Trying to keep your grammar as close as possible, here is how I was able to get it to work based on the example input. Because whitespace is being passed to the parser from the lexer, I did move all your tokens from the parser into actual lexer rules. The main change is really just adding another line option and then trying to get it to match your test data and not the actual other good data, I also assumed that a blank line should be discarded as you can tell by the rule. So here is what I was able to get working:
logfile: line* EOF;
//line : dataline | textline;
line : dataline | textline | discardline;
dataline: timestamp WS COLON WS text NL ;
textline: ~DIG text NL;
//"new"
discardline: (WS)+ discardtext (text|DIG|PERIOD|COLON|SLASH|WS)* NL
| (WS)* NL;
discardtext: (two_dig| DIG) WS* SLASH;
// two_dig SLASH four_dig;
timestamp: four_dig PERIOD two_dig PERIOD two_dig WS two_dig COLON two_dig COLON two_dig ;
four_dig: DIG DIG DIG DIG;
two_dig: DIG DIG;
//Following is very different
text: CHAR (CHAR|DIG|PERIOD|COLON|SLASH|WS)*;
/* Whitespace */
WS: (' ' | '\t')+ ;
/* New line goes to \r\n or EOF */
NL: '\r'? '\n' ;
/* Digits */
DIG : '0'..'9';
//new lexer rules
CHAR : 'a'..'z'|'A'..'Z';
PERIOD : '.';
COLON : ':';
SLASH : '/' | '\\';
Hopefully that helps you, good luck.
Suppose I'm having white spaces (WS) in the hidden channel. And
for a particular rule alone, I want white spaces also to be considered, is
it possible to bring WS to the default channel for that particular rule alone in the parser?

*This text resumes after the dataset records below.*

Issue #1189, opened 2024-12-13
Create Open Source GUI for Golem in TypeScript


jdegoes:
Golem only has two methods of interaction:

 - The REST API
 - The Command-Line Interface (`golem-cli`)

Both of these are useful for programmatic purposes, while the CLI is designed mostly for developers in mind. However, neither of these methods are discoverable or provide a high-level graphical user-interface with a wonderful developer experience. While Golem Cloud comes with [Console](https://console.golem.cloud), a high-level graphical user-interface, Console is deeply integrated into the Cloud offering and relies on APIs that don't even exist in OSS or make sense there.

In order to provide developers a new graphical way of interacting with Golem, we wish to sponsor a ticket that is primarily intended for TypeScript developers -- with a shout-out to developers familiar with Effect TS (though use of this library or any other is not required). The end result will be a GUI for Golem that ships with the single executable (even though you could use it elsewhere) and makes it easy for developers to do local development and testing.

In order to claim this bounty, you need two do two things:

1. Build a TypeScript application that allows graphical management of Golem, supporting all the APIs that Golem supports. This requires knowledge of TypeScript, front-ends, cross-browser development, user-experience, user-interface design (including usability), and developer experience.
2. Serve the application as part of the Single Executable build of Golem (which bundles everything together in a single executable). This may require a tiny amount of Rust knowledge, but you can probably get by with Google and Copilot.

In particular, the application must support:

1. **Component management**. Developers can create, update, and delete components visually. All backend APIs should have a way to perform the function visually.
2. **Worker management**. Developers can create, update, manage, and delete workers visually. All backend APIs should have a way to perform the function visually.
3. **API management**. Developers can create, update, manage, and delete APIs visually. All backend APIs should have a way to perform the function visually.
4. **Plugin management**.  All backend APIs should have a way to perform the function visually (chiefly about installing / uninstalling plug-ins inside components and workers).

Although one can take inspiration from [Console](https://console.golem.cloud), this is not necessary, as Cloud is designed for use in a multi-tenant environment, which does not apply to Golem. However, the breadth of support for backend APIs, as well as the polish and attention to aesthetics, should be similar to Console. You are free to make your own decisions on design, user-interface, user-experience, etc. However, if you choose poorly, and your user-interface is ugly, difficult to use, inconsistent, incomplete, or buggy, then your PR won't be merged.

A winning pull-request will include screenshots of every major area of the user-interface and attach pre-compiled single-executable binaries for Linux / MacOS or both.

[...]

PR #1195, opened 2024-12-16
Add Web UI for managing Golem

Myestery:
/claim #1189 

Screenshot 2024-12-16 at 02 16 56
Screenshot 2024-12-16 at 02 16 27
Screenshot 2024-12-16 at 02 16 12
Screenshot 2024-12-16 at 02 15 39
Screenshot 2024-12-16 at 02 15 33
Screenshot 2024-12-16 at 02 15 20
Screenshot 2024-12-16 at 02 15 14
Screenshot 2024-12-16 at 02 15 01
Screenshot 2024-12-16 at 02 14 54
Screenshot 2024-12-16 at 02 14 43


jdegoes:
@Myestery

Thanks for submitting your proposed solution to #1189!

I have not reviewed the code very closely, because first the UI must be in a state where it meets the requirements for the ticket. Once the UI meets the requirements, I will proceed to perform a code review, which may ask for additional revisions.

Overall, I want to congratulate you on so quickly developing a user-interface for the REST API! It was easy for me to find my way around the user-interface, and for the most part, it feels snappy an modern. Great job!

Now, I have to say the UI still need a lot of work before I can consider merging it. Let me review the main areas:

 - **Branding**. The UI is not branded with Golem logo or name, and in fact, the title is "Vite + React + TS" from the template used. The color scheme is not designed with https://golem.cloud in mind.
 - **Workers**. Aside from a few toolbar actions, there is no user-interface for workers. While ephemeral workers do not need a worker page, each durable worker needs its own page, which can be used to interact with the worker. All functionality related to the worker should be accessible from the worker page, including updating, logs, system events, configuration, files in the file system, etc. This is one of the biggest omissions of your user-interface. See Console for some inspiration around this.
 - **Browser-based Routing**. Here I mean routing in the sense of URL mapping to a user-interface view--if you refresh each page (for example, a given API Definition page), sometimes you get "not found", which is a sign routing is not implemented properly.
 - **Route Editing**. Route editing does not support all the binding types (for example file server, which was recently added, and allows serving static files at an endpoint; see Initial File System Issue for documentation). Further, it is not designed with Rib in mind. Rib is how one enters the worker name and the response. Right now, these are not text areas but text fields, and there is no support for inserting function names in Rib or specifying the component. It feels very incomplete and was clearly not used to build anything significant.
 - **Error Management**. In the happy path, most things work (adding API definition, uploading component, etc.), but in the unhappy path, no inside-UI error is reported, one has to check the JS error console. For example, add a route using invalid response or worker-name. In general, every action must provide inline help when bad data leads to failure of the API. That's not being done generally or at all right now.
 - **File System**. Components may have attached files, which seems to be supported; but the read/read-write status of these files cannot be changed in the interface. In addition, files cannot be browsed on a running worker (related to missing worker UI). 

There are a number of other missing features and usability improvements that are required, but I will wait until if and when you decide to address these issues. I do think the pull request can be pushed forward to completion, but what I **strongly recommend** is building a TODO app in one of the Golem-supported languages, including with a full REST API and simple UI served by the backend. Once you write the code, force yourself to upload the component, create all API definitions, and serve the static content, using only the front-end you built. This will force you to add missing features and fix bugs that will end up making the UI production-ready and mergeable (right now, though a promising start, the UI is not really production-ready and does not replicate or extend upon the features of Console).

Please re-open when you get a chance to work on these issues!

Have look at the answer for your path question, notice how I put a '\n' into the parser rule. You should be able to put ' ' as well. Now, do all the options for your WS on the hidden channel need to be in the rule would be the only concern.
eg
rulename : Token1 ' ' Token2 ' ' Token1 {place action here};
Please note that the rule name starts with a lowercase letter and it is a parser rule while the "Token#" start with uppercase letter and are lexer rules. In between the different tokens the rule requires a space in this example, and I suppose you could put something like (' '|'\t'|'\r'|'\n')+ but I have not tried this and will leave that for you to attempt.
You can always query the hidden token stream
ie in C++
myrule: MYTOK { static_cast<antlr::CommonHiddenStreamToken*>(LT(1).get())->getHiddenAfter()->getType() == WS}? MYTOK
The semantic predicate will check to see if there is a whitespace token after matching the lexical token MYTOK
Lexer rules are evaluated in the order they are listed in your grammar file.
This means you can have something like this:
STRING_LITERAL: '"' NONCONTROL_CHAR* '"';
fragment NONCONTROL_CHAR: LETTER | DIGIT | UNDERSCORE | SPACE | BACKSLASH | MINUS | COMMA;
fragment LETTER: LOWER | UPPER;
fragment LOWER: 'a'..'z';
fragment UPPER: 'A'..'Z';
fragment DIGIT: '0'..'9';
fragment SPACE: ' ' | '\t';
fragment UNDERSCORE: '_';
fragment MINUS: '-';
fragment BACKSLASH: '\\';
COMMA: ',';
NEWLINE: ('\r'? '\n')+ { $channel = HIDDEN; };
TERMINATOR : ';';
WHITESPACE: SPACE+ { $channel = HIDDEN; };
LINE_COMMENT
:
'//' ~('\n'|'\r')* ('\r\n' | '\r' | '\n')
{
$channel = HIDDEN;
}
|
'//' ~('\n'|'\r')*
{
$channel = HIDDEN;
}
;
As you can see a string literal can have space or tabs in it. However a stand alone space or tab will be sent to the HIDDEN channel.